Required action.
Please work out the number of lines in the following material that include "Before", and reply with only that number.

(Source data)

Issue #1721, opened 2026-06-23
Mistral: Subscription quota broke on latest CodexBar update (0.37.x)


lfmundim:
I describe this issue more thoroughly on #1689, but long story short the token passed to the method that retrieves Mistral usage quota from the API is now insufficient after some trimming of it. #1689 adds back in only whats necessary, keeping the security implemented during 0.37.x development

PR #3710, opened 2026-09-17
Show Mistral included API and Vibe Code allowances

JoPaMu:
Show Mistral's reported Included API and Vibe Code allowances alongside API spend and credits. Automatic menu-bar display keeps API cash spend; Included API and Monthly Plan can be selected independently. Labels and amount details use shared presentation hooks across cards, menus, widgets, and CLI. Missing reset dates never turn monetary details into reset clocks.

The subscription parser reads JSON records from the page's Flight stream, honors byte-framed text/binary records, and validates each allowance independently. Optional subscription failures preserve billing, credits, and the existing Vibe fallback. The cleanup removes unused wrappers, a permanently disabled replay test, and committed screenshot binaries.

Validation: `make test` passed 1,183 selections in 108 groups with no failures, retries, or timeouts. Final main integration passed focused Mistral, OpenRouter, CLI, and architecture checks plus `make check` and an independent isolated P0–P2 review. Signed native proof below renders synthetic billing and allowance data in the real shared card; light and dark appearances were inspected.

A live web fetch was attempted, but no usable Mistral session was available. Authenticated subscription-page compatibility remains unverified locally; parser and request/fallback behavior have controlled-response coverage.

| Before | After |
| --- | --- |
| Before: API spend and balance | After: distinct Included API and Monthly Plan allowances |

Related: #1721.

Final-head [CI 35332025424](https://github.com/steipete/CodexBar/actions/runs/35332025424) passed lint, Linux builds, and both macOS test shards.


JoPaMu:
@clawsweeper re-review

Both findings are addressed and the requested proof is in the PR body:

- **P2**: the `.mistral` special case is replaced by a shared `extraRateWindowUsesResetDescriptionAsDetail` presentation hook (used by Sub2API and Mistral). `StatusItemController+Animation.swift` is fingerprint-identical to main; the only gatekeeper edit is the sub2api detail cluster going from two references to one, because the special case that produced the second reference is gone. `ProviderArchitectureGatekeeperTests` passes.
- **P3**: `MistralProviderDescriptor` now supplies a `rateWindowLabeler`, covering both budget-present ("Included API") and budget-absent ("Balance") snapshots.
- **Real behavior proof**: freshly built app screenshots of the real `UsageMenuCardView` (light + dark), plus redacted output from the production fetch path (`fetchSubscriptionBudgets` → `attachSubscriptionBudgets`) replaying a captured authenticated subscription page.
- `make test` is green on the full sharded suite, and `swiftlint --strict` / `swiftformat` are clean. Xcode is installed now, so the earlier build limitation is gone.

(End Source data)

Result for this task.
2